France – New Elan Takes Hold of Economy

Paris

The triple terrorist attacks that rocked France last week will have a negligible impact on the country’s economy. According to Economics Professor Todd Sandler of the University of Texas Dallas business confidence is seldom affected when terrorists strike in advanced countries: “Their economies are usually pretty resilient and have ways of equilibrating and adjusting to risk. People know the security forces will do their job, and a central bank can take action if needed.”

However, sluggish economic growth will keep the French economy teetering on the brink of recession throughout 2015. Even the more optimistic of forecasts have France’s GDP expanding by no more than 0.8% in 2015 – a slight improvement over the 0.2% growth registered in 2014. The latest numbers released by the Organisation for Economic Development and Cooperation (OECD), show that a slight gain in momentum may be expected in 2016 with growth perhaps reaching as high as 1.5%.

Earlier this month, President François Hollande pledged not to seek re-election in 2017 should unemployment remain above 10%. In order for joblessness to decline, France needs economic growth to exceed one percent. In an interview with France Inter radio, President Hollande revealed that he will meet German Chancellor Angela Merkel shortly to discuss ways that could help revive Europe’s economic fortunes in general and France’s in particular.

“However, sluggish economic growth will keep the French economy teetering on the brink of recession throughout 2015. Even the more optimistic of forecasts have France’s GDP expanding by no more than 0.8% in 2015 – a slight improvement over the 0.2% growth registered in 2014.”

The French president solemnly promised to use the proceeds of any excess growth – anything over 1% – towards the reduction of the budget deficit which currently stands at 4.1%, well above the 3% maximum allowed for by the European Commission. Late last year, the European Commission granted France a three-month extension on the time it has to prove that policy measures put in pace will in fact reduce the structural budget deficit to within the 3% of GDP allowed for under the Stability and Growth Pact.

Lower oil prices and a weaker euro may yet save the day. Policymakers in Brussels admit that the knock-on effects of these new conditions could very well help tip the balance in Paris’ favour. While the commissions economists are likely to strip France’s deficit forecasts of any cyclical windfalls and concentrate instead on structural improvements, the country is now likely to meet its targets without imposing additional budgetary restraints and thus escape the EU’s ire.
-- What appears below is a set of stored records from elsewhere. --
PR #2621, opened 2023-04-19
fix(release): allow multiple tags on the same commit for separate branches

abdsahin:
Example use case: after testing a pre-release, if all good with the pre-release, it should be promotable to the next stage with the same commit.

---

### DIFF
--- a/src/release/bump-version.ts
+++ b/src/release/bump-version.ts
@@ -1,7 +1,7 @@
 import { promises as fs, existsSync } from "fs";
 import { dirname, join } from "path";
 import { Config } from "conventional-changelog-config-spec";
-import { compare } from "semver";
+import { compare, prerelease as getPreRelease } from "semver";
 import * as logging from "../logging";
 import { exec, execCapture } from "../util";
 
@@ -128,7 +128,15 @@ export async function bump(cwd: string, options: BumpOptions) {
 
   let skipBump = false;
 
-  if (currentTags.includes(latestTag)) {
+  const latestTagPrerelease = getPreRelease(latestTag);
+  // returns true if the latest tag on this commit is on the same release branch
+  const latestTagSamePrerelease =
+    (prerelease &&
+      latestTagPrerelease &&
+      latestTagPrerelease[0] === prerelease) ||
+    (!prerelease && !latestTagPrerelease);
+
+  if (currentTags.includes(latestTag) && latestTagSamePrerelease) {
     logging.info("Skipping bump...");
     skipBump = true;
 
@@ -166,7 +174,7 @@ export async function bump(cwd: string, options: BumpOptions) {
   exec(cmd.join(" "), { cwd });
 
   // add the tag back if it was previously removed
-  if (currentTags.includes(latestTag)) {
+  if (currentTags.includes(latestTag) && latestTagSamePrerelease) {
     exec(`git tag ${latestTag}`, { cwd });
   }
 
@@ -309,7 +317,11 @@ function determineLatestTag(options: LatestTagOptions): {
     const releaseTags = tags.filter((x) =>
       new RegExp(`^v([0-9]+)\.([0-9]+)\.([0-9]+)$`).test(x)
     );
-    if (releaseTags && compare(releaseTags[0], prereleaseTags[0]) === 1) {
+    if (
+      releaseTags &&
+      releaseTags.length > 0 &&
+      compare(releaseTags[0], prereleaseTags[0]) === 1
+    ) {
       tags = releaseTags;
     } else {
       tags = prereleaseTags;
--- a/test/release/bump.test.ts
+++ b/test/release/bump.test.ts
@@ -283,6 +283,68 @@ test("second prerelease after the first prerelease", async () => {
   expect(result.version).toEqual("1.0.1-beta.1");
 });
 
+test("same commit same prerelease on beta branch", async () => {
+  const result = await testBump({
+    options: {
+      prerelease: "beta",
+      majorVersion: 1,
+    },
+    commits: [
+      { message: "first version", tag: "v1.0.0" },
+      { message: "fix(test): testing", tag: "v1.0.1-beta.0" },
+      { message: "fix(test): testing2", tag: "v1.0.1-beta.1" },
+    ],
+  });
+
+  expect(result.version).toEqual("1.0.1-beta.1");
+});
+
+test("same commit prerelease on regular branch", async () => {
+  const result = await testBump({
+    options: {
+      majorVersion: 1,
+    },
+    commits: [
+      { message: "first version", tag: "v1.0.0" },
+      { message: "fix(test): testing", tag: "v1.0.1-beta.0" },
+      { message: "fix(test): testing2", tag: "v1.0.1-beta.1" },
+    ],
+  });
+
+  expect(result.version).toEqual("1.0.1");
+});
+
+test("same commit different prereleases", async () => {
+  const result = await testBump({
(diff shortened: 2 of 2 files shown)


mrgrain:
Hi @abdsahin Can you confirm the scenario with you. Do I understand this correctly, with this PR merged, if the release workflow (or task) is run multiple times in a row a new version is released everytime?

I'm also a bit confused how one would achieve the change without a new commit, since you have to add/remove/modify the `prerelease` property.

abdsahin:
Following is from the content of the .projenrc.ts
```typescript
defaultReleaseBranch: "main",
prerelease: "pre", //main branch is designed to be a pre-release of the major release
releaseBranches: {
  "release/0.x": {
    majorVersion: 0,
  },
},
```

The use case is our developers are creating features branches and merges to main. Ones all tests are done, we create another merge request to release/0.x.

Now, assume the merge strategy is fast-forward  without "squash commit" ,so no merge commits are created. release/0.x and main has the same commits.

I am trying to create a re-usable library, cannot be certain which teams will use merge commits and which not, therefore I thought this might be an improvement, but happy to hear your feedback.

mrgrain:
Thanks for the explanation @abdsahin ! This is very cool usage of the release branch feature. It didn't occur to me yet that you could do it that way! 🤯 

I think my main concern here is that current users might be working on the assumptions that releases are idempotent. By that I mean that running the release task/workflow on the same commit they will get exactly one version. 

It seems (but I'm not 100% sure) that this PR changes this behavior. So I'd like to understand better if that's a desirable change to the default behavior. For example if the re-releasing can only happen under very specific circumstances, we _might_ be okay merging it as a default. If not, we will need an option for it.

If any default behavior is changed, we should run campaign before applying it.

abdsahin:
For the above configuration I mentioned, if there is a **v1.0.0-pre.0** release on main branch and if you apply the same commit on **release/0.x** branch, you try to release **v1.0.0-pre.0** again on the wrong branch.

The PR changes only this behaviour by strictly checking the current branch.

Probably everyone is using merge commits and don't see that issue, so I can enforce using merge commits as well.

abdsahin:
@mrgrain , how about adding a new property named **branchIdenpotentRelease**( I am open to suggestions for the name), set it as **false** by default and if true then we can activate the changes in this PR?

I can update the PR accordingly.

mrgrain (changes requested):
Yeah I think a property would definitely be the safest option. But tbh I'm still trying to understand how this change is working. It might be okay to be released as a default.

src/release/bump-version.ts
```diff
@@ -128,7 +128,15 @@ export async function bump(cwd: string, options: BumpOptions) {
...
   let skipBump = false;
 
-  if (currentTags.includes(latestTag)) {
+  const latestTagPrerelease = getPreRelease(latestTag);
+  // returns true if the latest tag on this commit is on the same release branch
+  const latestTagSamePrerelease =
+    (prerelease &&
+      latestTagPrerelease &&
+      latestTagPrerelease[0] === prerelease) ||
+    (!prerelease && !latestTagPrerelease);
```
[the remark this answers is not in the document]
abdsahin: I tried to explain it a bit better.

abdsahin:
> Yeah I think a property would definitely be the safest option. But tbh I'm still trying to understand how this change is working. It might be okay to be released as a default.

@mrgrain, is it clear now? Do you still think we need a property to enable that behavior?

src/release/bump-version.ts
```diff
@@ -128,7 +128,19 @@ export async function bump(cwd: string, options: BumpOptions) {
...
 
-  if (currentTags.includes(latestTag)) {
+  // get the prerelease component(alpha, beta, pre) of the latestTag determined. Returns null if this is a regular release
+  const latestTagPrerelease = getPrereleaseComponent(latestTag);
+
+  const isLatestTagOnSameReleaseBranch =
+    (prerelease && // If we are bumping a prerelease now
+      latestTagPrerelease && // and the latest tag was also a prerelease
+      latestTagPrerelease[0] === prerelease) || // and the latest tag has the same prerelease component(alpha, beta, pre) as this prerelease
+    (!prerelease && !latestTagPrerelease); // If we are bumping a regular release( example: 1.0.5) now and also latest release was a regular release
```
mrgrain, line 138: Thanks for adding the comments. This makes it easier to understand.

Let's still refactor this into a well-named helper function that takes the `latestTag` and `options.prerelease` and uses early returns for readability.

src/release/bump-version.ts
```diff
@@ -309,7 +321,11 @@ function determineLatestTag(options: LatestTagOptions): {
     const releaseTags = tags.filter((x) =>
       new RegExp(`^v([0-9]+)\.([0-9]+)\.([0-9]+)$`).test(x)
     );
-    if (releaseTags && compare(releaseTags[0], prereleaseTags[0]) === 1) {
+    if (
+      releaseTags &&
+      releaseTags.length > 0 &&
```
mrgrain, line 326: Is this fixing a bug or something?

If it is required, let's also pull this out into a helper function.

mrgrain (changes requested):
Okay thanks for the explanations so far. I still have one question of understanding, but I'm sure you'll be able to clear that up for me.

We will need a new options for this that is `false` by default. Something along the lines of `allowMultipleReleasesOfSameCommit` and makes sure the docstring explains this scenario in detail.

mrgrain:
Alternatively taking a step back @abdsahin - Maybe what we actually want here is a `--force` option on the command that users can use to always force a new bump. You could then implement additional checks in userland.

I think I would very much prefer this alternative option. Do you think this would allow you to solve your problem in userland?

src/release/bump-version.ts
abdsahin: Yes this is for bug fixing, there are cases where ```releaseTags``` is returned as empty array and going directly into the if case rather than else.

src/release/bump-version.ts
```diff
@@ -128,7 +128,19 @@ export async function bump(cwd: string, options: BumpOptions) {
...
+  const latestTagPrerelease = getPrereleaseComponent(latestTag);
+
+  const isLatestTagOnSameReleaseBranch =
+    (prerelease && // If we are bumping a prerelease now
+      latestTagPrerelease && // and the latest tag was also a prerelease
+      latestTagPrerelease[0] === prerelease) || // and the latest tag has the same prerelease component(alpha, beta, pre) as this prerelease
+    (!prerelease && !latestTagPrerelease); // If we are bumping a regular release( example: 1.0.5) now and also latest release was a regular release
+
+  /**
+   * Skip the bump only if the current commit is already tagged within the same branch
```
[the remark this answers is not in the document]
abdsahin: Each branch is mapped to a specific prerelease component.

```
  releaseBranches:{
    "release/1.x.alpha": {
      majorVersion: 1,
      prerelease: "alpha"
    },
    "release/1.x.beta": {
      majorVersion: 1,
      prerelease: "beta"
    },
    "release/1.x.rc": {
      majorVersion: 1,
      prerelease: "rc"
    },
    "release/1.x": {
      majorVersion: 1
    }
  }
  ```
  
  So now
  - If it is a regular release and ```getPrereleaseComponent(latestTag)``` returns null meaning latest release was also a regular release.
  - If it is a prerelease, we compare the current commit prerelease component with the latest release one. As suggested I will try to add that into a helper function.

abdsahin:
@mrgrain , I've updated the branch, let me know if it looks better, we merge or close it accordingly.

Meanwhile, the “exceptional contribution to solidarity” of 75% on annual earnings in excess of one million euros – the much maligned “super tax” on the rich – is set to expire on February 1. A fiasco by any measure, with the possible exception of Gerard Depardieu’s hilariously pompous departure to fiscally less-taxing Russia, President Hollande’s flagship measure brought less than €500m into the national treasury.

The tax did signal the administration’s animosity towards business and, as such, helped drive investors away. Foreign direct investment (FDI) dropped from an annual average of $84bn in 2005-2007, to less than $5bn in 2013 thus vindicating Emmanuel Macron who in 2012 warned that President Hollande’s tax plan would turn France into a “Cuba without sunshine.”

In August 2014, Mr Macron was appointed minister of economy, industrial renewal, and information technology in the cabinet of Prime-Minister Manuel Valls. The former presidential advisor may now try and undo the damage wrought by the misguided policies implemented during the first half President Hollande’s term in office.

Minister Macron brings a measure of flair and vigour to the otherwise uninspiring Valls cabinet. He was present at the glitzy Consumer Electronics Show (CES) in Las Vegas to promote France as a welcoming place for high-tech start-ups. After posing for the unavoidable selfie, Minister Macron went out of his way to emphasise that France is back in business. “I don’t want a country completely resistant to innovation, to modernization, to acceleration – that’s exactly the opposite of what I want.”

Some 120 French companies showcased their gadgets and services at the CES – the biggest national delegation from Europe. With a stellar reputation for getting things done, Minister Macron enjoys the highest popularity ratings of any cabinet member. The moment for France to shed its image as a country hostile to business and innovation is now.